Figure 1. In diet-induced obesity, systemic changes in hormones, cytokines, and lipids activate multiple signaling pathways, thereby altering AP-1 composition in hepatocytes and favoring Pparg2-activating dimers. Increased PPARγ and PPARγ signaling increases expression of PPARγ targets involved in lipid uptake and lipid droplet formation, resulting in lipid accumulation within hepatocytes and in FLD. FFA, free fatty acids; TG, triglycerides; RXR, retinoid X receptor.

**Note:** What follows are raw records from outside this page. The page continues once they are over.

PR #536, opened 2025-03-08
update Agents_function_calling_barista_Bot

AadiSharma49:
**Fixed & Improved Chat with Barista Bot**

1.  Prevents Infinite Loop: Allows the user to type "exit", "quit", or "done" to end.
2.  Handles Errors Properly: Checks if response is valid before displaying it.
3.  User-Friendly Formatting: Uses better spacing, emojis, and Markdown for better readability.
4.  Ensures a Proper Final Order Summary.


AadiSharma49:
@Giom-V Could you please review and approve this PR? Thanks!

AadiSharma49 (commented):
check it !

markmcd:
Can you please rebase your changes to see the latest updates?

examples/Agents_Function_Calling_Barista_Bot.ipynb
```diff
@@ -118,64 +118,80 @@
...
+        "    if not order:\n",
+        "        print('  (no items)')\n",
+        "    else:\n",
+        "        for drink, modifiers in order:\n",
+        "            print(f'  {drink}')\n",
+        "            if modifiers:\n",
+        "                print(f'   - {\", \".join(modifiers)}')\n",
         "\n",
-        "  return input('Is this correct? ')\n",
+        "    return input('Is this correct? (yes/no): ').strip().lower()\n",
```
markmcd, line 180: This isn't necessary - part of the "magic" here is that the user can say whatever they want and the model will interpret it.

examples/Agents_Function_Calling_Barista_Bot.ipynb
```diff
@@ -327,22 +360,79 @@
       },
       "outputs": [],
       "source": [
+        "from typing import Iterable\n",
```
markmcd, line 363: Did you mean to leave an extra copy of the order system here?

examples/Agents_Function_Calling_Barista_Bot.ipynb
```diff
@@ -327,22 +360,79 @@
...
         "@retry.Retry(initial=30)\n",
         "def send_message(message):\n",
-        "  return convo.send_message(message)\n",
-        "\n",
-        "\n",
-        "placed_order = []\n",
-        "order = []"
+        "    try:\n",
+        "        return convo.send_message(message)\n",
+        "    except Exception as e:\n",
```
markmcd, line 433: What kind of error are you handling here? It would be good to 1) be more explicit about which error it is and 2) if there's nothing in particular, just let them float up to the user - it keeps the code simpler and (since we know the reader is a developer) they should see the errors (with full stack trace) anyway.

One design intent I had with this example is that the run-loop is super simple.  I like the exiting strategy but if there's no need to add extra error handling then we can just omit it.

markmcd (changes requested):
Thanks for the updates. I've left a few comments, but first up please rebase to pick up the changes from the new SDK.

examples/Agents_Function_Calling_Barista_Bot.ipynb
AadiSharma49: Thanks for the feedback, Mark — that makes sense. I was initially catching the exception to prevent the app from crashing unexpectedly during send_message() in case of network issues or timeouts.

PR #540, opened 2025-03-09
Update Get_started_LiveAPI.ipynb

ajitashwathr10:
Fixed the links (redirecting to main branch) in Next steps

### DIFF
--- a/quickstarts/Get_started_LiveAPI.ipynb
+++ b/quickstarts/Get_started_LiveAPI.ipynb
@@ -664,7 +664,7 @@
         "- If you're interested in the low level details of using the websockets directly, see the [websocket version of this tutorial](../gemini-2/websockets/live_api_starter.ipynb).\n",
         "- Try the [Tool use in the live API tutorial](../quickstarts/Get_started_LiveAPI_tools.ipynb) for an walkthrough of Gemini-2's new tool use capabilities.\n",
         "- There is a [Streaming audio in Colab example](../gemini-2/websockets/live_api_streaming_in_colab.ipynb), but this is more of a **demo**, it's **not optimized for readability**.\n",
-        "- Other nice Gemini 2.0 examples can also be found in the [Cookbook](/google-gemini/cookbook/tree/main/gemini-2/), in particular the [video understanding](../quickstarts/Video_understanding.ipynb) and the [spatial understanding](../quickstarts/Spatial_understanding.ipynb) ones.\n"
+        "- Other nice Gemini 2.0 examples can also be found in the [Cookbook's 2.0 directory](https://github.com/google-gemini/cookbook/tree/main/gemini-2/), in particular the [video understanding](../quickstarts/Video_understanding.ipynb) and the [spatial understanding](../quickstarts/Spatial_understanding.ipynb) ones.\n"
       ]
     }
   ],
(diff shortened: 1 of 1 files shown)


ajitashwathr10:
I signed in CIA. What's next?

markmcd (changes requested):
If these are still necessary, can you make sure they are still relative links? This way the links behave as expected in Colab, Dev containers, etc.

ajitashwathr10:
Thanks for the review. But the issue is, I noticed that the current relative links are pointing to an outdated branch rather than the main branch. When users click these links, they're redirected to older versions of the content that may be outdated or inconsistent with the current documentation.

I changed them to absolute URLs to ensure they point to the current main branch content. This way, users will always see the most up-to-date version of the referenced files.

If we need to keep relative links for cross-platform compatibility (Colab, Dev containers, etc.), could you suggest the correct relative path structure that would point to the current branch? I'm happy to update the PR with proper links.

markmcd:
> Thanks for the review. But the issue is, I noticed that the current relative links are pointing to an outdated branch rather than the main branch. When users click these links, they're redirected to older versions of the content that may be outdated or inconsistent with the current documentation.

I think what you're seeing is how GitHub "pins" the version (to HEAD). If I load https://github.com/google-gemini/cookbook/blob/main/quickstarts/Get_started_LiveAPI.ipynb and look at the links at the end, the links use commit 2c04c8d13e3790180b7bdf4afcd2d9e219bb586b, which is the latest commit at HEAD.

I assume GitHub does this to ensure users are browsing a stable snapshot of the repository, and it prevents things like a delete or refactor commit from causing a 404 while they are browsing.

IMO this is fine, it's not going to be really old content unless someone keeps a tab open for ages. And importantly, it's consistent across GitHub.

ajitashwathr10:
I've reverted the changes back to use relative links as you suggested. I understand now that GitHub's "pinning" behavior is intentional and beneficial for ensuring a consistent browsing experience.

Thank you for explaining GitHub's approach with version pinning. It makes sense that this creates a more stable browsing experience while still maintaining the benefits of relative links for cross-platform compatibility.
Let me know if there's anything else I should change.

Giom-V (dismissed):

quickstarts/Get_started_LiveAPI.ipynb
```diff
@@ -664,7 +664,7 @@
         "- If you're interested in the low level details of using the websockets directly, see the [websocket version of this tutorial](../gemini-2/websockets/live_api_starter.ipynb).\n",
         "- Try the [Tool use in the live API tutorial](../quickstarts/Get_started_LiveAPI_tools.ipynb) for an walkthrough of Gemini-2's new tool use capabilities.\n",
         "- There is a [Streaming audio in Colab example](../gemini-2/websockets/live_api_streaming_in_colab.ipynb), but this is more of a **demo**, it's **not optimized for readability**.\n",
-        "- Other nice Gemini 2.0 examples can also be found in the [Cookbook](https://github.com/google-gemini/cookbook/tree/main/gemini-2/), in particular the [video understanding](../quickstarts/Video_understanding.ipynb) and the [spatial understanding](../quickstarts/Spatial_understanding.ipynb) ones.\n"
+        "- Other nice Gemini 2.0 examples can also be found in the [Cookbook's 2.0 directory](https://github.com/google-gemini/cookbook/tree/main/gemini-2/), in particular the [video understanding](../quickstarts/Video_understanding.ipynb) and the [spatial understanding](../quickstarts/Spatial_understanding.ipynb) ones.\n"
```
markmcd, line 667: This one doesn't link to a file so I think it's OK to leave as a full absolute URL.

e.g. if we use `/google-gemini/cookbook/...` then it breaks on Colab (where it uses `colab.research.google.com/github/org/repo/...`).

markmcd (approved):

PR #542, opened 2025-03-09
Set up a TS folder and add an explicitly typed chat example 

myanvoos:
OK -- I've been working on this for a few days now. I hope this will be the first example in what will be a growing collection of TS implementations!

These data firmly establish AP-1 as a physiologically relevant regulator of PPARγ signaling and FLD and open potential therapeutic avenues for metabolic liver disease. We discovered an antagonism between specific AP-1 dimers on the same target gene, leading to opposing functional consequences and a striking, health-relevant metabolic phenotype in vivo. Previous studies in other organs, such as bone, suggested overlapping functions of c-Fos and Fra-1/2 proteins, but, to date, Pparg is the first gene shown to be antagonistically regulated by different Fos proteins. In addition, we identify a dimer-partner-dependent antagonistic effect of c-Jun on the Pparg2 promoter, as c-Jun~c-Fos dimers increased, whereas c-Jun~Fra-2 dimers reduced PPARγ2 expression. Understanding how such similar protein complexes have opposite effects on the same target promoter and how signaling cues translate into the assembly of different AP-1 complexes is the next challenge. Such studies need to be extended to human FLD and associated pathologies. The recent revolutionary development of techniques to study gene expression and transcription factor binding on a genome-wide level will certainly help to solve the “mystery” of dimer-specific AP-1 functions in the liver and beyond.